BRIEF ->
In the data below, which lines hold the word "external"? Copy them.

THE RECORDS below:

PR #44, opened 2019-11-19
wrappers: Remove us.zoom.Zoom

barthalion:
Flathub enabled Actions-backed external-data-checker for Zoom [today][1]. Let's see how it goes.

[1]: https://github.com/flathub/us.zoom.Zoom/commit/61980e55fd7e1b9f5e948c964c683bc46f5e7a8d


wjt (approved):
A momentous occasion!

I spotted https://github.com/flathub/flatpak-external-data-checker/commit/76efedea4719bc409587f0999773e2af3e6d4517 – perhaps we should make this configurable.

barthalion:
Probably! I will look into that and submit some PRs when we're sure it works as it should. Thanks!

End of THE RECORDS.

SOLUTION ->
Flathub enabled Actions-backed external-data-checker for Zoom [today][1]. Let's see how it goes.
I spotted https://github.com/flathub/flatpak-external-data-checker/commit/76efedea4719bc409587f0999773e2af3e6d4517 – perhaps we should make this configurable.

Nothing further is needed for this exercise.